State health exchanges are facing many challenges in the recent scramble to enroll their residents in the healthcare marketplace. Among the numerous obstacles, including online systemic glitches (Washington state botched the tax-credit calculation while Maryland’s appears to be having just general technical incompetence) and complete lack of knowledge (according to a recent Gallup poll, 71% of uninsured Americans have no clue what the exchanges are), a critical challenge is the quick generation of a new healthcare workforce, namely enrollment counselors and navigators.

According to the Center for Medicare and Medicaid Services, enrollment navigators are supposed to help people enroll, whether through online or paper applications, determine individual eligibility for various subsidies and assistance programs, and generally educate the public regarding the new health exchanges. Certified application counselors differ slightly from navigators, taking a less involved role in the process, but still serving as assistants to people who need help completing their application.

However, in many states, including Florida (1 navigator per 100,000 uninsured citizens as of October 1st), Georgia (only 4 people were certified to be counselors when the exchanges went live) and California (official numbers will be released on November 14th, but current estimates suggest less than 20% of future counselors are fully certified yet), there is a huge workforce shortage which is both reducing the rate of enrollment and contributing to people’s doubts about the Affordable Care Act in general.

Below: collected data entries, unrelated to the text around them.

PR #42, opened 2019-11-29
Update Main.strings

rafo:
Fixed some language mistakes and logical problems around "Frist two thirds" vs. "Erste zwei drittel" which would no one say like that. Since the thirds are managed around the "middle" aka "Mitte" it makes more sense to translate them "Erstes" und "Letztes" to "Links" und "rechts". Especially since "Links" und "Rechts" are used thouout Rectangle.

Fixed some translations around "Systempreferences" to actual tranlations in MacOS 10.15.1.

Right now i dont understand the meaning of "half actions": "This applies to move or half actions only. Half actions will not  perform 2/3 & 1/3 behavior when enabled." The german translation seems to be wrong...

Cheers!


rafo:
Half to thirds: Ah ok! So it means "Cycle (or "toggle" (but maybe toggle is only between two states)) on the left from 1/2 to 2/3 to 1/3" or, if Traverse is checked, "Cycle through (or "to") Monitor(s) on the left"

rxhanson:
Exactly! I think I'll change the English version to use "cycle" as well.

rafo:
That was my goal ;D I think i could provide a better German translation for this. I might be not as short, but, to be honest, thats often the case with German tranlations...

rafo:
This is the translation:

**Monitorwechsel bei Befehlswiederholung**
Wechsle bei Wiederholung von links oder rechts Befehlen zum nächsten Monitor statt zwischen den Größen ½, ⅔, und ⅓.

rxhanson:
Ok, I've updated the English text for "Cycling displays". I've also merged in your suggested translations for it on your branch.

On First and Last Thirds wording, I would still prefer to leave First & Last instead of Left & Right. If we were to do this, what would the best wording be for the thirds actions?

rxhanson:
I'm going to go ahead and merge this, as I'd like to go ahead and push out another release and I think it's better to have your translations all rolled in than to wait until changes are made for first/last as opposed to left/right. If you don't mind revisiting that, it would be much appreciated! As per my contribution policy, you're welcome to a free Multitouch license for your help - just send me a direct message on https://gitter.im.

rafo:
> Ok, I've updated the English text for "Cycling displays". I've also merged in your suggested translations for it on your branch.
> 
> On First and Last Thirds wording, I would still prefer to leave First & Last instead of Left & Right. If we were to do this, what would the best wording be for the thirds actions?

One solution could be:

Erstes Drittel
Zwei Drittel zuerst
Mittleres Drittel
Zwei Drittel zuletzt
Letztes Drittel

It still sounds "wrong" or "not so intuitive" intuitive in german - meaning that you are completely lost without looking at the icons.Which led me to think that, with the help of the icons, either way could work. You decide!

rxhanson:
Thanks! Good to know. I'm going to leave it with the right and left and let the user figure out that it has different functionality on vertical displays. I think the best solution might be to verbosely communicate the vertical display behavior in some kind of popover, but I don't have any desire to add the complexity to the code, UI, and translations any time soon. Thanks for the other PR as well!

Part of the problem is that many states, for several months now, have purposely made it more difficult for people to become certified enrollment employees; Ohio and Missouri are  widely cited as two of those. They have also instituted regulations on what information counselors can and cannot give patients and have tried to implement large fines, such as in Tennessee, which luckily ruled to temporarily restrain these penalties, for those who may unknowingly breach part of the contract.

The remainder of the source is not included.